# Jay Williams to Philly?



## Ras (Jul 25, 2005)

Link 

I didn't see this coming, but am very pleased to see so. I think him and Iguodala could form quite a tandem, assuming he comes back and his play isn't too hindered.


----------



## DieSlow69 (Apr 18, 2005)

Williams had a strong workout with his hometown Nets, and you could tell he wanted to play there. But Philadelphia won’t be far from his family, and even if Allen Iverson doesn’t get dealt – *we keep hearing he won’t* – Williams has a very good chance to become the No. 2 point guard in Philly when the season begins.

Don't wanna turn this into an A.I. trade thread...But I was glad to hear that for what its worth :biggrin: ......


I like Jay Williams though....I hope he fully recovers this could be a blessing in disquise(sp)


----------



## Noob (Jan 21, 2006)

I'd be happy to see him here. If he fully recovers from his injury he could be a good 2nd point guard for us and would be a nice addition to the bench.


----------



## BEEZ (Jun 12, 2002)

I'll wait till hes signed


----------



## BEEZ (Jun 12, 2002)

http://www.basketballboards.net/forum/showthread.php?t=285793


----------



## Coatesvillain (Jul 17, 2002)

I guess this was a false rumor. Not signed, not on any summer league team.. does this mean Jay Williams was not ready? I mean, I highly doubt that anyone would be willing to give anything considerable to him without seeing him play in actual (albeit summer league) games.
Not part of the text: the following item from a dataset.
Issue #318, opened 2018-06-06
Create a new syntax for histograms with counts on the y axis


papajohn:
Right now, `t.hist(x, normed=False)` is the syntax for generating a histogram with counts on the vertical axis. That's confusing... what does `normed` mean? How about:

I mean, I think at most he'd probably be looking at Flip Murray money.


----------



## TheBigLead (Jul 16, 2006)

Have a feeling he didn't pass his physical.

What else could it be? 

Run a google news on him ... NOTHING in the papers in quite some time. Something happened, and it's not being reported. And that sucks, cause we were pulling for JW.

www.thebiglead.com


----------



## Coatesvillain (Jul 17, 2002)

Well there's a rumor from another board that it's because he's waiting to see what happens with Iverson. With the Sixers just re-signing Willie Green, having Kevin Ollie, and Louis Williams along with AI, he might be better off going somewhere where there's not as much competition for minutes.

That being said, he'd definitely be the second best PG on this team.


----------



## Coatesvillain (Jul 17, 2002)

> DURHAM - The year 2006 may belong to Jason Williams. That's hard to fathom considering the former Duke basketball star nearly lost his life in a motorcycle accident three years ago. He was left with a broken pelvis, a mangled left knee and nerve damage in his left leg. He also lost his NBA career.
> 
> Now Williams, 24, is ready to reclaim it. After a slow recovery, the 2002 consensus college player of the year worked out for 10 NBA teams last month. He said Monday he's waiting on two teams.
> 
> ...


LINK


----------



## BEEZ (Jun 12, 2002)

meaning hes not ready


----------